Now I can perform the calculation: I wanted to know, for each location (i.e., the data column), how many times did it appear? One way would be to use groupby, passing the count aggregation method. But I often prefer to use value_counts.

To use it here, I modified my second invocation of loc to use two arguments – not just a row selector (the slice), but also the column selector ('data). Then I ran value_counts on that series. The index for this series were the location names, and the values (numbers) were the number of times that a rocket alert was sounded there. I then used head(50) to find the 50 places with the most alerts:


(
    df
    .loc[pd.col('category') == 1]
    .loc['2026-02-28':, 'data']
    .value_counts()
    .head(50)
)

The result:

data	count
Ramat Gan - West	92
Tel Aviv - East	92
Tzafriya	91
Ariel Sharon Park	91
Givat Shmuel	91
Mishmar HaShiva	90
Beit Dagan	90
Kiryat Ono	90
Ramat Gan - East	90
Holon	90
Or Yehuda	90
Azor	90
Givatayim	90
Beit Arif	89
Hamd	89
Tirat Yehuda	89
Yagel	89
Airport City	89
Ganot	89
Ma'as	89
Mikve Israel	89
Savyon	89
Petah Tikva	89
Bnei Brak	89
Gat Rimon	89
Bnei Atarot	89
Nahalim	89
Gane Tikva	89
Magshimim	89
Mazor	89
Bareqet	88
Kfar Chabad	88
Rishon LeZion - East	88
Be'erot Yitzhak	88
Tel Aviv - South City and Jaffa	88
Yehud Monosson	88
Rantiyya	88
Nofech	88
Rishon LeZion - West	88
Shoham	87
Olam Hesed Farm	87
Ofrim	87
Givat Kaf-Het	87
Tel Aviv - City Center	87
Tel Aviv - Beyond the Yarkon	87
Bat Yam	87
Nahshonim	87
Hevel Modi'in Shoham Industrial Zone	87
Ahiezer	87
Avihai Farm	86

Some cities, such as Tel Aviv, are divided into regions, and have more than one location name. Others are small enough to have ea single region.
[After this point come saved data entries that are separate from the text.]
PR #3624, opened 2025-08-04
[LogServer] Reduce heap allocations for db keys

AhmedSoliman:


crates/log-server/src/rocksdb_logstore/writer.rs
```diff
@@ -178,13 +176,15 @@ impl LogStoreWriter {
...
     ) {
-        buffer.reserve(store_message.estimated_encode_size());
         let mut offset = store_message.first_offset;
         for payload in store_message.payloads.iter() {
             let key_bytes =
-                DataRecordKey::new(store_message.header.loglet_id, offset).encode_and_split(buffer);
-            let value_bytes = DataRecordEncoder::from(payload).encode_to_disk_format(buffer);
+                DataRecordKey::new(store_message.header.loglet_id, offset).to_binary_array();
+            let encoder = DataRecordEncoder::from(payload);
+            buffer.reserve(encoder.estimated_encode_size());
```
AhmedSoliman, line 184: This avoid unnecessary memory ballooning since it'll try to allocate a single buffer that's big enough for all records combined although we just need one big enough for the biggest record.

crates/log-server/src/rocksdb_logstore/keys.rs
```diff
@@ -103,41 +112,39 @@ impl DataRecordKey {
...
 
-    pub fn exclusive_upper_bound(loglet_id: LogletId) -> BytesMut {
-        let mut buf = BytesMut::with_capacity(Self::size());
-        KeyPrefix::new(KeyPrefixKind::DataRecord, loglet_id).encode_exclusive_upper_bound(&mut buf);
-        buf.put_u64(0);
+    pub fn exclusive_upper_bound(loglet_id: LogletId) -> [u8; Self::size()] {
+        let mut buf = [0u8; Self::size()];
+        let mut b = &mut buf[..];
+        KeyPrefix::new(KeyPrefixKind::DataRecord, loglet_id).encode_exclusive_upper_bound(&mut b);
+        (&mut b).put_u64(0);
```
muhamadazmy, line 119: Since the array is already initialised with 0 on allocation. in line 116, this call is not necessary imho

muhamadazmy (approved):
Great catch! LGTM and +1 for merging

crates/log-server/src/rocksdb_logstore/keys.rs
AhmedSoliman: it's true, but it'd be an implicit assumption that future eyes would miss.

PR #3566, opened 2025-07-23
[RIP0001] Journal retention knobs and Admin API to mutate it

slinkydeveloper:
Fix #3557, fix #3558.

Based on #3550

PR #3625, opened 2025-08-05
Fix ServiceMetadata workflow retention

slinkydeveloper:
Based on #3566

* `ServiceMetadata` now correctly displays the workflow retention that will get applied
* `HandlerMetadata` workflow retention is now hidden in the docs, this should not be accessed


slinkydeveloper:
Moved this in #3550

PR #3627, opened 2025-08-05
Update currently applied DB configuration values after reload

pcholakov:
I think this was missed in the original change. Without saving the new options, changing them again works only as long as the new values are not reverted to the originally loaded values. E.g. changing `rocksdb-enable-stall-on-memory-limit` from `false` to `true` works, but cannot be reverted back to `false` without a restart. It also incorrectly reports settings as changed if unrelated options change.


AhmedSoliman (approved):
Good catch.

Remember that just because there's an alarm, it doesn't mean that a missile hit there! The alerts are based on the trajectory of the missiles, in order to get anyone in its rough targeted area to safety before it hits or (more likely) before shrapnel from the Arrow or Iron Dome reaches the ground.

Which locations had the largest number of hits? We can see that from the top of the list, but we can also grab all of those locations by calculating the maximum value, and keeping all rows with that:


(
    df
    .loc[pd.col('category') == 1]
    .loc['2026-02-28':, 'data']
    .value_counts()
    .loc[lambda s_: s_ == s_.max()]
)

Here, I used loc, much as I did before – but I used lambda, rather than pd.col, because I'm working with a series, rather than a data frame – and pd.col only works with data frames. We thus use lambda to compare each value in the series with the maximum value in the series:

data	count
Ramat Gan - West	92
Tel Aviv - East	92

Sure enough, it's the top two rows from our previous solution, the eastern portion of Tel Aviv and the western portion of Ramat Gan (a city right next to Tel Aviv).